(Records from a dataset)
*** Block opens ***
PR #140, opened 2026-01-25
feat: inherit property

### LINKED ISSUE #135: Consider making Overflow inheritable
Currently, you have to set `text-overflow: ...` on every element of a container (column, panel, ...) because Overflow is not inheritable: https://github.com/tamboui/tamboui/blob/225aa7360981e98cb43cd2c54dff59b84d7a0c41/tamboui-core/src/main/java/dev/tamboui/style/StandardProperties.java#L186

To me it would make sense to make it inheritable, wdyt?

melix:
This is a proposal to fix #135. This doesn't change the semantics of overflow and doesn't make it inherited by default. However, it introduces the `inherited` value, which, for a child, lets it pick the value from its parent (similar to CSS).

This alone, however, doesn't really address the original ticket, so I propose to add an `inheritable` property value which, when set, will change the semantics of a property from non-inherited to inherited.


maxandersen:
> This alone, however, doesn't really address the original ticket, so I propose to add an `inheritable` property value which, when set, will change the semantics of a property from non-inherited to inherited.

so that parents can force their will on children? that does feel like quite useful but also like something that can be over-used and make harder to control......also something I believe css deliberattly does not allow as it makes composition harder.

Like, sure - we can do it but it wouldn't be css "like" - we could also consider text-overflow to simply be inheritable and have different rules for text-overflow and overflow. The latter only affect text-overflow.

But how about instead, use structural selectos?

```css
#someid > * {
  text-overflow: ellipsis;
}
```

this is not parent inheritance (is not computed) but simply applied in case elements haven't applied.

you can of course still use Class:

```css
Panel > * {
  text-overflow: ellipsis;
}
```

and you are close to apply similar.

wdyt?

melix:
The parents cannot "force control" their children. It simply says "this is inherited unless a child says otherwise".

melix:
The reason I'm not super fan of structural selectors is that they tend to be messy and take more time to evaluate.

maxandersen:
But isn't structural selectors more or less the only effective way for users rather than widget writers be able to apply styles without having to know all the inner details?

I'm not inherently (no pun intended) against the idea of supporting "inheritable" property but do think structural selectors are useful constructs as allow fairly easy config of layout/colors from user space.

melix:
Maybe just me, but I'm already lost when there are more than 2 levels, e.g:

```
.foo Thing:selected {
   ...
}
```
vs
```
Thing:selected .foo {
...
}
```
so adding another level and I'm going crazy :D 
```
Thing:selected > * .foo {
...
}
```

maxandersen:
```
Thing:selected {
		text-overflow: word-wrap inheritable
		property-somethingelse: somevalue inheritable
}
```

vs

```
Thing:selected > * {
		text-overflow: word-wrap
		property-somethingelse: somevalue
}
```

The latter is something I can ask llm and google about ...the first one is custom and requires more text/typing 

So i'm not sure how crazy it is :)

anyhow - structured selection is superuseful for other things than mimicking inheritance so really a separate/different feature than this pr.

melix:
Right, just saying I'm not sure we should merge this if you think that this isn't the right way to go.

maxandersen:
yeah - my only main concern is that it would be interesting to grok why css in web doesn't do it this way...

melix:
Probably because of encapsulation, since it means a "deep" component is not in full control of how it renders? I can give the structural selector a try.

PR #141, opened 2026-01-25
Add mode 2027 support

melix:


tamboui-core/src/main/java/dev/tamboui/terminal/Mode2027Status.java
```diff
@@ -0,0 +1,43 @@
...
+
+/**
+ * Represents the status of Mode 2027 (grapheme cluster mode) support in a terminal.
+ * <p>
+ * Mode 2027 is a terminal feature that coordinates grapheme cluster handling between
+ * applications and terminals. When enabled, the terminal signals that it can handle
+ * complex grapheme clusters (ZWJ emoji sequences, regional indicators) as single
+ * display units.
+ */
+public enum Mode2027Status {
```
*** Block closes ***
REQUIRED WORK
Reproduce the complete data exactly as presented above.

ANSWER TO THE PROBLEM
PR #140, opened 2026-01-25
feat: inherit property

### LINKED ISSUE #135: Consider making Overflow inheritable
Currently, you have to set `text-overflow: ...` on every element of a container (column, panel, ...) because Overflow is not inheritable: https://github.com/tamboui/tamboui/blob/225aa7360981e98cb43cd2c54dff59b84d7a0c41/tamboui-core/src/main/java/dev/tamboui/style/StandardProperties.java#L186

To me it would make sense to make it inheritable, wdyt?

melix:
This is a proposal to fix #135. This doesn't change the semantics of overflow and doesn't make it inherited by default. However, it introduces the `inherited` value, which, for a child, lets it pick the value from its parent (similar to CSS).

This alone, however, doesn't really address the original ticket, so I propose to add an `inheritable` property value which, when set, will change the semantics of a property from non-inherited to inherited.


maxandersen:
> This alone, however, doesn't really address the original ticket, so I propose to add an `inheritable` property value which, when set, will change the semantics of a property from non-inherited to inherited.

so that parents can force their will on children? that does feel like quite useful but also like something that can be over-used and make harder to control......also something I believe css deliberattly does not allow as it makes composition harder.

Like, sure - we can do it but it wouldn't be css "like" - we could also consider text-overflow to simply be inheritable and have different rules for text-overflow and overflow. The latter only affect text-overflow.

But how about instead, use structural selectos?

```css
#someid > * {
  text-overflow: ellipsis;
}
```

this is not parent inheritance (is not computed) but simply applied in case elements haven't applied.

you can of course still use Class:

```css
Panel > * {
  text-overflow: ellipsis;
}
```

and you are close to apply similar.

wdyt?

melix:
The parents cannot "force control" their children. It simply says "this is inherited unless a child says otherwise".

melix:
The reason I'm not super fan of structural selectors is that they tend to be messy and take more time to evaluate.

maxandersen:
But isn't structural selectors more or less the only effective way for users rather than widget writers be able to apply styles without having to know all the inner details?

I'm not inherently (no pun intended) against the idea of supporting "inheritable" property but do think structural selectors are useful constructs as allow fairly easy config of layout/colors from user space.

melix:
Maybe just me, but I'm already lost when there are more than 2 levels, e.g:

```
.foo Thing:selected {
   ...
}
```
vs
```
Thing:selected .foo {
...
}
```
so adding another level and I'm going crazy :D 
```
Thing:selected > * .foo {
...
}
```

maxandersen:
```
Thing:selected {
		text-overflow: word-wrap inheritable
		property-somethingelse: somevalue inheritable
}
```

vs

```
Thing:selected > * {
		text-overflow: word-wrap
		property-somethingelse: somevalue
}
```

The latter is something I can ask llm and google about ...the first one is custom and requires more text/typing 

So i'm not sure how crazy it is :)

anyhow - structured selection is superuseful for other things than mimicking inheritance so really a separate/different feature than this pr.

melix:
Right, just saying I'm not sure we should merge this if you think that this isn't the right way to go.

maxandersen:
yeah - my only main concern is that it would be interesting to grok why css in web doesn't do it this way...

melix:
Probably because of encapsulation, since it means a "deep" component is not in full control of how it renders? I can give the structural selector a try.

PR #141, opened 2026-01-25
Add mode 2027 support

melix:


tamboui-core/src/main/java/dev/tamboui/terminal/Mode2027Status.java
```diff
@@ -0,0 +1,43 @@
...
+
+/**
+ * Represents the status of Mode 2027 (grapheme cluster mode) support in a terminal.
+ * <p>
+ * Mode 2027 is a terminal feature that coordinates grapheme cluster handling between
+ * applications and terminals. When enabled, the terminal signals that it can handle
+ * complex grapheme clusters (ZWJ emoji sequences, regional indicators) as single
+ * display units.
+ */
+public enum Mode2027Status {
```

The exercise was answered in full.